# Advice neede: External compact Flashgun Godox Witstro 360 or Walimex pedant?



## xps (Sep 13, 2014)

I am looking for an light & compact flashgun, that can be used external and on the camara-shoe.
I found the Godox Witstro AS360 and the similar looking Walimex Pro Light Shooter 360.

I like the ability to use additional lightformers. And these lightformers seem to be not expensive.

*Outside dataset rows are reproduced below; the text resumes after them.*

PR #311, opened 2026-05-27
Websearch: system Chrome + more robust PDF handling

e91d82c73:

---

# Websearch: system Chrome + more robust PDF handling

This PR rework the websearch fetch path in `chunkhound/utils/websearch_core.py` along three axes. First, the browser path now drives the **system-installed Google Chrome** via Playwright's `channel="chrome"` instead of the bundled Chromium. The `chunkhound[browser]` extra has always installed only the Python bindings, leaving users to run `playwright install chromium` separately; piggy-backing on the OS Chrome that most developers already have removes that step (and the ~300 MB bundled binary), with a clean fallback to urllib when Chrome isn't present.

Second, PDF detection is dramatically simpler. The previous code intercepted every navigation through a `page.route` handler, sniffed the Content-Type, captured the PDF body inline, and frequently had to **re-fetch the URL out-of-band** when Chromium consumed the response before the handler saw the full body. The new path uses `page.goto(..., wait_until="commit")` so we can inspect the real response headers before Chrome decides whether to hand the bytes to its PDF viewer; on `application/pdf` we close the page and pull bytes via `context.request.get(url)`. This required `--headless=new`, since legacy headless silently routes PDFs to an internal viewer — hence the playwright `>=1.49.0` bump.

Third, content-type is no longer blindly trusted. Some endpoints (paywalls, auth walls, error pages) return HTML under an `application/pdf` Content-Type; we now verify the `%PDF-` magic bytes and fall back to HTML→markdown when they're missing. We also fail fetches whose rendered markdown is whitespace-only, which previously wrote zero-byte files into the result set and burned a result slot. No public API changes; the only breaking change is the playwright minimum version.

[AGENT_REVIEW.md](https://github.com/user-attachments/files/28307075/AGENT_REVIEW.md)

### DIFF
--- a/chunkhound/utils/websearch_core.py
+++ b/chunkhound/utils/websearch_core.py
@@ -22,7 +22,7 @@ from pathlib import Path
 from typing import TYPE_CHECKING
 
 if TYPE_CHECKING:
-    from playwright.async_api import BrowserContext, Request, Route
+    from playwright.async_api import BrowserContext
 
 from chunkhound.core.config.config import Config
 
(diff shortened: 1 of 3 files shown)


ofriw (approved):
LGTM

PR #313, opened 2026-05-27
fix(indexing): forward batch_size config to EmbeddingService in process_directory (issue #244)

HananKavitzAmat:
`IndexingCoordinator` was constructing `EmbeddingService` without forwarding `embedding_batch_size`, `db_batch_size`, or `max_concurrent_batches` from config, causing `batch_size: 1` workarounds for limited providers (e.g. FastFlowLM) to be silently ignored.


ofriw (approved):
LGTM

PR #318, opened 2026-05-29
OpenCode CLI: process-group cleanup & orphan prevention

grzegorznowak:
## Summary
OpenCode-backed ChunkHound requests now clean up the entire OpenCode process tree when a request times out, is cancelled, or fails unexpectedly, preventing long-lived orphan subprocesses from accumulating across sessions.

## Requirements
- Operators using OpenCode as an LLM backend should not be left with surviving `opencode` descendants after a cancelled or timed-out request.
- Cleanup should cover direct OpenCode subprocesses and descendants such as search helpers or MCP servers.
- Cancellation should still propagate to callers after cleanup completes.
- Cleanup behavior should work across Unix-like systems and route to a Windows tree-kill mechanism on Windows.

## Acceptance criteria
- On request timeout, ChunkHound uses a process-tree kill rather than killing only the immediate OpenCode process.
- On task cancellation, cleanup still runs before cancellation is re-raised.
- On unexpected subprocess-path exceptions, the same cleanup path runs before returning failure.
- On Unix-like systems, cleanup gives the OpenCode process group a graceful termination window, then escalates to a hard process-group kill even if the immediate parent already exited.
- OpenCode subprocesses are launched in their own session so group-wide cleanup can target the full tree.
- On Windows, cleanup routes through `taskkill /T /PID <pid> /F`.
- A cancellation scenario with a fake OpenCode executable that spawns a long-running child leaves no surviving child process after cleanup.

## Contract changes
- OpenCode CLI provider cancellation, timeout, and abnormal-failure behavior now promises process-tree cleanup instead of parent-only subprocess cleanup.
- No public CLI flags, config keys, API shapes, or file formats are changed.

## Out of scope
- Applying the same process-tree cleanup pattern to Codex CLI or Claude Code CLI providers.
- Timeout or retry-budget tuning.
- Changing OpenCode retry phase behavior.
- Preventing OpenCode itself from spawning helper processes.
- Daemon-level orphan detection or periodic zombie reaping.

## How to verify
Run the focused OpenCode provider checks:

```bash
uv run python -m pytest tests/unit/llm/test_opencode_cli_provider.py -v
uv run python -m pytest tests/integration/test_opencode_cli_orphan_cleanup.py -v
uv run ruff check chunkhound/providers/llm/opencode_cli_provider.py tests/unit/llm/test_opencode_cli_provider.py tests/integration/test_opencode_cli_orphan_cleanup.py
```

Optional smoke check:

```bash
uv run python -m pytest tests/test_smoke.py -v -n auto
```

## Epic reference
- Epic: llm-provider-integration
- Story: 02 — OpenCode CLI: process-group cleanup & orphan prevention
- Step file: agent_coordination/epics/llm-provider-integration/story-02-opencode-cli-process-group-cleanup.md

### DIFF
--- a/chunkhound/providers/llm/opencode_cli_provider.py
+++ b/chunkhound/providers/llm/opencode_cli_provider.py
@@ -423,7 +423,8 @@ class OpenCodeCLIProvider(BaseCLIProvider):
         """Terminate an opencode subprocess and its descendants."""
         if sys.platform == "win32":
             try:
-                subprocess.run(
+                await asyncio.to_thread(
+                    subprocess.run,
                     ["taskkill", "/T", "/PID", str(process.pid), "/F"],
                     check=False,
                     timeout=10,
@@ -439,7 +440,7 @@ class OpenCodeCLIProvider(BaseCLIProvider):
         process_group_id = pgid if pgid is not None else process.pid
         try:
             os.killpg(process_group_id, signal.SIGTERM)
-        except ProcessLookupError:
+        except (ProcessLookupError, PermissionError):
             pass
 
         try:
@@ -449,7 +450,7 @@ class OpenCodeCLIProvider(BaseCLIProvider):
 
         try:
             os.killpg(process_group_id, signal.SIGKILL)
-        except ProcessLookupError:
+        except (ProcessLookupError, PermissionError):
             pass
 
         try:
@@ -473,7 +474,7 @@ class OpenCodeCLIProvider(BaseCLIProvider):
         """
         cmd = self._build_cmd(model, use_json)
         process = None
-        process_pgid: int | None = None
+        captured_process_pid: int | None = None
         cleanup_required = False
         try:
             if sys.platform == "win32":
@@ -501,7 +502,7 @@ class OpenCodeCLIProvider(BaseCLIProvider):
                 )
             cleanup_required = True
             if sys.platform != "win32":
-                process_pgid = process.pid
+                captured_process_pid = process.pid
 
             stdout, stderr = await asyncio.wait_for(
                 process.communicate(input=message.encode("utf-8")),
@@ -600,7 +601,7 @@ class OpenCodeCLIProvider(BaseCLIProvider):
 
         finally:
             if cleanup_required and process is not None:
-                await self._kill_process_tree(process, pgid=process_pgid)
+                await self._kill_process_tree(process, pgid=captured_process_pid)
 
     async def _try_phase(
         self,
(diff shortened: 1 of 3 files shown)


grzegorznowak:
hey @VakninAriel could you please review this pr 🙏🏾

ofriw (changes requested):

---

Hey — overall this is a well-structured change. The `cleanup_required` flag + `finally` block pattern is exactly the right architecture, the graceful SIGTERM→SIGKILL escalation is solid, and the test coverage is unusually thorough (6 new contract-level unit tests + a real-subprocess integration test is excellent).

Two things need fixing before merge:

**1. Synchronous `subprocess.run()` on Windows blocks the event loop (~critical).** The Windows branch of `_kill_process_tree` calls `subprocess.run(["taskkill", ...], timeout=10)` directly inside an `async def` method. That's a 10-second synchronous block on the event loop. The codebase already has a standard pattern for this — wrap it in `asyncio.to_thread()`. See `sidecar.py:362`, `discovery.py:327`, etc. for the established convention.

**2. `os.killpg` only catches `ProcessLookupError`, missing `PermissionError` (~major).** Both the SIGTERM and SIGKILL calls handle only `ProcessLookupError`, but `os.killpg()` can also raise `PermissionError` (EPERM/EACCES) in namespace or cross-user scenarios. The existing `_terminate_process_tree_sync` in `sidecar.py:189` correctly handles `psutil.AccessDenied` at every step — this PR's pattern should be consistent. Fix: add `except (ProcessLookupError, PermissionError): pass` on both `os.killpg()` calls.

Two minor things worth cleaning up while you're in here:

- **Brittle `wait.await_count * 2` assertion** in `test_run_cli_command_generic_failure_ignores_stale_process_lookup_error` — this encodes the internal structure of `_kill_process_tree` (2 waits per cleanup). If the escalation strategy changes, this assertion breaks despite zero user-visible change. Replace with `mock_process.wait.assert_awaited()` — the `killpg` assertions already verify cleanup was attempted.

- **Misleading `process_pgid` variable name** — it stores `process.pid`, not a resolved PGID. It works because `start_new_session=True` guarantees PID == PGID, but the name will confuse future readers. Rename to `captured_pid` or similar.

---

Attached is an agent optimized description of the changes in this PR - [AGENT_REVIEW.md](https://github.com/user-attachments/files/28433041/AGENT_REVIEW.md)

HananKavitzAmat:
Looks Good To Me

ofriw (approved):
LGTM

PR #319, opened 2026-05-30
feat(llm): add Claude Opus 4.8 support

camjac251:
## Summary

Adds Claude Opus 4.8 to the Anthropic provider, following #261 which added the 4.6/4.7 generation. Opus 4.8 is adaptive-only like Opus 4.7, so without this change `claude-opus-4-8` fell through to the manual-thinking default and the API rejected thinking-enabled requests with `400 "thinking.type.enabled is not supported for this model"`.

Does anybody own one of these products? Which one to prefer?
Can I use them wireless too without the 200€ expensive wireless adapter?


----------



## pwp (Sep 13, 2014)

xps said:


> I am looking for an light & compact flashgun, that can be used external and on the camara-shoe.
> I found the Godox Witstro AS360 and the similar looking Walimex Pro Light Shooter 360.
> 
> I like the ability to use additional lightformers. And these lightformers seem to be not expensive.
> ...


They're the same flash...rebranded. Godox is a company that is happy to supply their products to resellers who want to rebrand them. The Godox AD-360 sells as the Cheetah 360 in the US, the T-One W-Series 360 in Australia. There may well be more rebranded versions that I'm unaware of. They're gutsy and well made. Be aware they are fully manual, no TTL though a TTL update is rumored. Godox sells very inexpensive radio triggers. Check their website.

-pw


----------



## xps (Sep 13, 2014)

pwp said:


> xps said:
> 
> 
> > I am looking for an light & compact flashgun, that can be used external and on the camara-shoe.
> ...



Thanks a lot!
Got different information from the seller: ETTL & radio trigger costs 199$ (~150€)... So I will wait, until TTL or ETTL will be be on board. It would be indeed an very interesting flashgun! The only problem is, that my knowledge to work manually is quite not existing....


----------



## yokaew (Sep 20, 2014)

Godox 360 is a good flash. It works really well for portrait. With the HSS function, helps then shooting outdoor in bright sun.


----------



## Lykke-Hansen (Aug 16, 2015)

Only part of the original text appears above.